オランダによって流刑とされていたインドネシア独立運動の指導者、スカルノとハッタら政治犯を解放し資金や物資の援助、諮詢会の設立や現地民の官吏登用等独立を支援する一方で、今村は軍政指導者としてもその能力を発揮し、攻略した石油精製施設を復旧して石油価格をオランダ統治時代の半額としたり、オランダ軍から没収した金で各所に学校の建設を行い、日本軍兵士に対し略奪等の不法行為を厳禁として治安の維持に努めるなど現地住民の慰撫に努めた。かつての支配者であったオランダ人についても、民間人は住宅地に住まわせて外出も自由に認め、捕虜となった軍人についても高待遇な処置を受けさせるなど寛容な軍政を行った。
戦争が進むにつれて、日本では衣料が不足して配給制となり、日本政府はジャワで生産される白木綿の大量輸入を申し入れてきたが、今村はこの要求を拒んだ。今村は白木綿を取り上げると現地人の日常生活を圧迫し、死者を白木綿で包んで埋葬するという宗教心まで傷つけると考えたからである。これは政府や軍部などから批判を浴びたが、その実情を調査しに来た政府高官の児玉秀雄らは「原住民は全く日本人に親しみをよせ、オランダ人は敵対を断念している」、「治安状況、産業の復旧、軍需物資の調達において、ジャワの成果がずばぬけて良い」などと報告しジャワの軍政を賞賛した。
また、オランダ統治下で歌うことが禁じられていた独立歌「インドネシア・ラヤ」が、ジャワ島で盛んに歌われていることを知った今村は、東京でそのレコードを作らせて住民に配り喜ばれた。

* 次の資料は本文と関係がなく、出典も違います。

PR #457, opened 2024-01-11
tbv2: remove unnecessary copy in Element

JakeHillion:
tbv2: remove unnecessary copy in Element

`IntrospectionResult::const_iterator` iterates through the `Element`s in an
`IntrospectionResult`. `Element` currently copies the `type_path` which is a
`std::vector<string_view>` every time the iterator is incremented. This is
unnecessary as the data in the vector only changes slightly between iterations.

This change changes the `type_path` field in `Element` to a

しかし政府や軍部の一部には、今村の施政を批判する者もおり、1942年(昭和17年)3月には今村とは親しい仲である参謀総長・杉山元が直々にバタビアに出張し、今村に対し「中央はジャワ攻略戦について満足しており褒めてはいるが、一方でその後の軍政については批判がとにかく多いから注意したまえ」と軽く叱責している。この時杉山から「バターン攻略に難航した本間雅晴軍司令官を大本営は更迭する予定である」と聞かされた際に、今村は杉山に対し「バターン攻略の難航は大本営の認識・指導不足に因るところが多く、兵力不足の状態でバターン占領を急かされてしまった不遇の本間にのみ責任を被せるというのは酷すぎる。」と大本営を鋭く批判し、本間を強くかばい杉山をある程度軟化させた。また、陸軍省軍務局長の武藤章、人事局長の富永恭次も今村に対し、ジャワ島でもシンガポール同様に強圧的な政策に転換するよう求めたが、今村は陸軍が布告した『占領地統治要綱』から「公正な威徳で民衆を悦服させ」という一節をひいて、要綱を改正する前に自分を免職するよう求め、軍政の方針を変えることに抵抗した。
第八方面軍司令官
1942年(昭和17年)11月20日、第8方面軍司令官としてニューブリテン島に位置するラバウルに着任した。ラバウルへの赴任前にシンガポールで離陸時に乗機が墜落している[1]。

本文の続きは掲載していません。